Use the present tense  Use the past tense
Use the future tense Use the conditional
Use personal pronouns Cover Chapter 1 in the text
Cover Chapter 2 in the text

Teacher goals are "hot" items for instructors, but of incidental interest to students.  Student goals should be the focus of attention with teacher goals in the background.

A personal note

Marilyn and I have co-authored a new book, Deutsch durch Maerchen: Beginning German with Fairy Tales Through TPRS. It includes seven fairy tales by the Brothers Grimm with drawings and alternate versions of each so that students can enjoy telling the tales themselves. In pilot tests of the book in beginning German at the University of the South, students rated the book as, " exciting way to move from comprehending German to speaking."  Yes, we are available to demonstrate TPR and answer your questions.


Asher, James J.Learning Another Language Through Actions (6th edition) Los Gatos, CA: Sky Oaks Productions, Inc.

Davidheiser, David & Marilyn. Deutsch durch Maerchen: Beginning German with Fairy Tales Through TPRS. TPRS Publishing, Inc.

Davidheiser, David. The ABC's of Total Physical Response Storytelling. The Odyssey Continues. Southern Conference on Language Teaching, 2001, pp 45 -63.

Garcia, Ramiro Instructor's Notebook: How to apply TPR for best results. Los Gatos, CA:   Sky Oaks Productions, Inc.

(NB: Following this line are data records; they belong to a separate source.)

PR #4171, opened 2022-07-26
4169 dont recurse

### LINKED ISSUE #4169: StackOverflow on recursive call to MergeCoordinator.isDecendantOf()
Kiln is now old enough (over 200k blocks since TTD) that the recursive nature of this method will blow stack:

> issue on Kiln with ExecutionEngineJsonRpcMethod | failed to exec consensus method engine_forkchoiceUpdatedV1. what could be the cause? the Besu node is connected to a lighthouse beacon. logs in the thread.

>   at org.hyperledger.besu.consensus.merge.blockcreation.MergeCoordinator.isDescendantOf(MergeCoordinator.java:536)                                                                                         ││ 2022-07-22 14:16:23.052+00:00 | vert.x-eventloop-thread-2 | ERROR | ExecutionEngineJsonRpcMethod | failed to exec consensus method engine_forkchoiceUpdatedV1                                                │
│ java.lang.StackOverflowError                                                                                                                                                                                 ││     at org.hyperledger.besu.ethereum.rlp.RLPEncodingHelpers.isSingleRLPByte(RLPEncodingHelpers.java:28)                                                                                                      │
│     at ....
 
Method needs to be refactored into a non-recursive pattern, since the distance from TTD will only increase as long as the network is alive.

jflo:
## PR description

Replaces recursive implementation of isDescendentOf with a loop.

## Fixed Issue(s)
fixes #4169 

## Documentation

## Changelog

### DIFF
--- a/consensus/merge/src/main/java/org/hyperledger/besu/consensus/merge/blockcreation/MergeCoordinator.java
+++ b/consensus/merge/src/main/java/org/hyperledger/besu/consensus/merge/blockcreation/MergeCoordinator.java
@@ -534,7 +534,9 @@ public class MergeCoordinator implements MergeMiningCoordinator, BadChainListene
     Optional<BlockHeader> parentOf = Optional.of(newBlock);
 
     while (parentOf.isPresent()
-        && !parentOf.get().getBlockHash().equals(ancestorBlock.getBlockHash())) {
+        && !parentOf.get().getBlockHash().equals(ancestorBlock.getBlockHash())
+        && parentOf.get().getNumber()
+            > ancestorBlock.getNumber()) { // if on a fork, don't go further back than ancestor
       parentOf = protocolContext.getBlockchain().getBlockHeader(parentOf.get().getParentHash());
     }
 
--- a/consensus/merge/src/main/java/org/hyperledger/besu/consensus/merge/blockcreation/MergeCoordinator.java
+++ b/consensus/merge/src/main/java/org/hyperledger/besu/consensus/merge/blockcreation/MergeCoordinator.java
@@ -530,17 +530,20 @@ public class MergeCoordinator implements MergeMiningCoordinator, BadChainListene
         newBlock.getNumber(),
         newBlock.getBlockHash());
 
-    if (ancestorBlock.getBlockHash().equals(newBlock.getHash())) {
-      return true;
-    } else if (ancestorBlock.getNumber() < newBlock.getNumber()) {
-      return protocolContext
-          .getBlockchain()
-          .getBlockHeader(newBlock.getParentHash())
-          .map(parent -> isDescendantOf(ancestorBlock, parent))
-          .orElse(Boolean.FALSE);
+    Optional<BlockHeader> parentOf = protocolContext.getBlockchain().getBlockHeader(newBlock.getParentHash());
+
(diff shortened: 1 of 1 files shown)


consensus/merge/src/main/java/org/hyperledger/besu/consensus/merge/blockcreation/MergeCoordinator.java
```diff
@@ -530,17 +530,24 @@ public boolean isDescendantOf(final BlockHeader ancestorBlock, final BlockHeader
         newBlock.getNumber(),
         newBlock.getBlockHash());
 
-    if (ancestorBlock.getBlockHash().equals(newBlock.getHash())) {
+    Optional<BlockHeader> parentOf =
```
garyschulte, line 533: because this is a public method that gets called from fcU, we need to check whether ancestorblock == newBlock, OR we can just start with newBlock instead of its parent.. i.e. parentBlock = Optional.of(newBlock), and then loop

garyschulte (changes requested):
LGTM, but we need to account for ancestor == newBlock

consensus/merge/src/main/java/org/hyperledger/besu/consensus/merge/blockcreation/MergeCoordinator.java
```diff
@@ -530,17 +530,24 @@ public boolean isDescendantOf(final BlockHeader ancestorBlock, final BlockHeader
...
-    if (ancestorBlock.getBlockHash().equals(newBlock.getHash())) {
+    // start with self, because descending from yourself is valid
+    Optional<BlockHeader> parentOf = Optional.of(newBlock);
+
+    while (parentOf.isPresent()
+        && !parentOf.get().getBlockHash().equals(ancestorBlock.getBlockHash())) {
+      parentOf = protocolContext.getBlockchain().getBlockHeader(parentOf.get().getParentHash());
+    }
+
+    if (parentOf.isPresent()
```
garyschulte, line 541: I think we can add one extra comparison here and short circuit unrelated forks: check that parentOf.getNumber() is not < ancestor.  That way we don't run all the way back to genesis if we are comparing hashes of blocks on 2 different forks

garyschulte (changes requested):

consensus/merge/src/main/java/org/hyperledger/besu/consensus/merge/blockcreation/MergeCoordinator.java
```diff
@@ -530,17 +530,24 @@ public boolean isDescendantOf(final BlockHeader ancestorBlock, final BlockHeader
         newBlock.getNumber(),
         newBlock.getBlockHash());
 
-    if (ancestorBlock.getBlockHash().equals(newBlock.getHash())) {
+    // start with self, because descending from yourself is valid
+    Optional<BlockHeader> parentOf = Optional.of(newBlock);
+
+    while (parentOf.isPresent()
+        && !parentOf.get().getBlockHash().equals(ancestorBlock.getBlockHash())) {
```
garyschulte, line 537: I think we can add one extra comparison here and short circuit unrelated forks: check that parentOf.getNumber() is not < ancestor.  That way we don't run all the way back to genesis if we are comparing hashes of blocks on 2 different forks

garyschulte (changes requested):

garyschulte (approved):
🚢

McKay, Todd. TPR Storytelling: Especially for students in elementary and middle school (Available in English, Spanish or French).Los Gatos, CA: Sky Oaks Productions, Inc.

Ray, Blaine.Look, I Can Talk series (Available in English, Spanish, French or German).Los Gatos, CA: Sky Oaks Productions, Inc

Schessler, Eric.English Grammar Through Actions: How to TPR 50 grammatical features in English (Also available in Spanish or French). Los Gatos, CA: Sky Oaks Productions, Inc.